= Grosch's law =

Observation on computer performance

Grosch's law is an assertion made by Herb Grosch in 1953:

I believe that there is a fundamental rule, which I modestly call Grosch's law, giving added economy only as the square root of the increase in speed — that is, to do a calculation ten times as cheaply you must do it hundred times as fast.

This adage is more commonly stated as

Computer performance increases as the square of the cost. If computer A costs twice as much as computer B, you should expect computer A to be four times as fast as computer B.

Two years before Grosch's statement, Seymour Cray was quoted in Business Week (August 1963) expressing this very same thought:
Computers should obey a square law — when the price doubles, you should get at least four times as much speed.

The law can also be interpreted as meaning that computers present economies of scale: the more costly is the computer, the price–performance ratio linearly becomes better.
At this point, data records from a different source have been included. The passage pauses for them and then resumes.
PR #9174, opened 2026-01-17
Update to Content Builder `.targets` to work for any build configuration

SimonDarksideJ:
# Summary

Templates update to enable the Content Builder `.targets` file to work for any build configuration.

Current update hard codes `net9.0` as this is the target framework of the Content project, which is needed for running the build executable.  (Cannot use `$(OutputPath)` as that is the target framework from the Source project, which could be Android/iOS)

```xml
<Project>
  <Target Name="BuildContent" BeforeTargets="BeforeCompile">
    <PropertyGroup>
      <ContentOutput>$(ProjectDir)$(OutputPath)</ContentOutput>
      <ContentTemp>$(ProjectDir)$(IntermediateOutputPath)</ContentTemp>
      <ContentArgs>build -p $(MonoGamePlatform) -s Content/Assets -o $(ContentOutput) -i $(ContentTemp)</ContentArgs>
      <ContentCommand>$(MSBuildThisFileDirectory)bin\$(Configuration)\net9.0\Content</ContentCommand>
    </PropertyGroup>
    <MSBuild Projects="$(MSBuildThisFileDirectory)Content.csproj" Targets="Build" RemoveProperties="TargetFramework;RuntimeIdentifier;RuntimeIdentifiers" />
    <Exec Command="$(ContentCommand) $(ContentArgs)" WorkingDirectory="$(MSBuildThisFileDirectory)..\" CustomErrorRegularExpression="\[E\] .+" CustomWarningRegularExpression="\[W\] .+" />
   </Target>
</Project>
```


Epicguru:
Thank you, I was running into this issue.  
While it is being investigated, is there a reason for the net9.0 to also be hardcoded there?  
I also ran into issues when publishing (publish path is different from normal build path, and can be set to an arbitrary location).

SimonDarksideJ:
> Thank you, I was running into this issue. While it is being investigated, is there a reason for the net9.0 to also be hardcoded there? 
Another foundation member also joust pointed that out with a better resolution, building now.

Instead using the following:

```xml
      <ContentCommand>$(MSBuildThisFileDirectory)$(OutputPath)\___SafeGameName___.Content</ContentCommand>
```

Utilising the project's "own" output path for the resolution instead of rebuilding it.  We've tested in some of our replication projects and this does seem to work better.

SimonDarksideJ:
Nope, scratch that, it does not work.  It is ok for base projects using `net9.0` or `net10.0`, but for others like Android / iOS which use a superset framework (`net9-ios`) which does not match the framework of the content project, it does not.

Might need to query the csproj of the Content project to make it dynamic

SimonDarksideJ:
Update migrated to #9176

PR #9175, opened 2026-01-17
Allow content builder importers to match more than the extension

Epicguru:
### Description of Change
I wanted to be able to automatically import files such as `Sprites.atlas.json` using a custom importer, but currently the only way to do this is to manually specify the importer: not all `.json` files will be sprite atlases, only the ones ending in `.atlas.json`.  
It is possible, in some cases, to give your files a custom file extension but that is annoying since it will no longer open in the expected programs, might not be displayed correctly in version control etc.

This PR changes the way that importers are selected to allow them to match the end of the file name rather than strictly the extension only. This allows `[ContentImporter(".atlas.json")]` to work as expected, whereas previously this was impossible.

This did also raise the question of how to handle the following kind of setup, which importer should be selected?
- A generic '.png' importer i.e. the built-in texture importer.
- A custom '.lightmap.png' importer.

To solve this I have also added a `Priority` property to the importer attribute.  
Importers with higher priority number are earlier in the list and will therefore match first. In the example above, you would give the lightmap importer higher priority.

The method `FindImporterByExtension(ext)` was left unchanged since this is public API. It will still strictly match on the extension alone.
I have added a `FindImporterByFileName(fn)` method instead that does the same thing but matching on the end of the file name, and the single internal usage of FindImporterByExtension has been replaced by this new method.

This change should not affect the behaviour of any existing importers or content setups.  
I have not included tests for this since there don't seem to be any existing tests for the importer selection system.

### Contributor Declaration

### DIFF
--- a/MonoGame.Framework.Content.Pipeline/PipelineBuilder/PipelineManager.cs
+++ b/MonoGame.Framework.Content.Pipeline/PipelineBuilder/PipelineManager.cs
@@ -354,26 +354,6 @@ namespace MonoGame.Framework.Content.Pipeline.Builder
         }
 
         /// <summary>
-        /// Returns the importer type name based on the file extension.
-        /// </summary>
-        /// <param name="ext">File extension to search for.</param>
-        /// <returns>Importer type name or <see langword="null"/> if not found.</returns>
-        public string FindImporterByExtension(string ext)
-        {
-            if (_importers == null)
-                ResolveAssemblies();
-
-            // Search for the importer.
-            foreach (var info in _importers)
-            {
-                if (info.attribute.FileExtensions.Any(e => e.Equals(ext, StringComparison.InvariantCultureIgnoreCase)))
-                    return info.type.Name;
-            }
-
-            return null;
-        }
-
-        /// <summary>
         /// Returns the importer type name based on the file name (including extension).
         /// </summary>
         /// <param name="fileNameWithExt">Then name of the file including the extension.</param>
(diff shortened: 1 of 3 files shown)


Epicguru:
I realize that this can also be done with wildcards, which may limit the need for this to exist,
although this does have the advantage of being able to drop in (or add a NuGet package for) custom importers without having to modify the build script.

harry-cpp (changes requested):
I see, good point, I agree on the addition of something for this, but I think we can do without the `Priority` property. 

Instead what we need is to make a list of:
```cs
List<(string extension, ImporterInfo importerInfo)> _importers;
```
that we sort based on extension length. Some attributes will have multiple extensions and they will be added multiple times for each.

This would also allow using something like `_asd.png` as a possible "extension".

Epicguru:
Copy, that makes more sense. I've updated it now to get rid of the explicit priority. I've added a new list of importer-extension pairs rather than updating the existing list since the sorted list is only needed in one place and this minimizes changes required.

MonoGame.Framework.Content.Pipeline/PipelineBuilder/PipelineManager.cs
```diff
@@ -428,7 +464,7 @@ public void ResolveImporterAndProcessor(string sourceFilepath, ref string import
         {
             // Resolve the importer name.
             if (string.IsNullOrEmpty(importerName))
-                importerName = FindImporterByExtension(Path.GetExtension(sourceFilepath));
+                importerName = FindImporterByFileName(Path.GetExtension(sourceFilepath));
```
harry-cpp, line 447: Delete the `FindImporterByExtension` function, this should be its only usage.

harry-cpp:
Glorious work @Epicguru, thank you very much, merging!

This implies that low-cost computers cannot compete in the market.

An analysis of rental cost/performance data for computers between 1951 and 1963 by Kenneth E. Knight found that Grosch's law held for commercial and scientific operations (a modern analysis of the same data found that Grosch's law only applied to commercial operations). In a separate study, Knight found that Grosch's law did not apply to computers between 1963 and 1967 (also confirmed by the aforementioned modern analysis).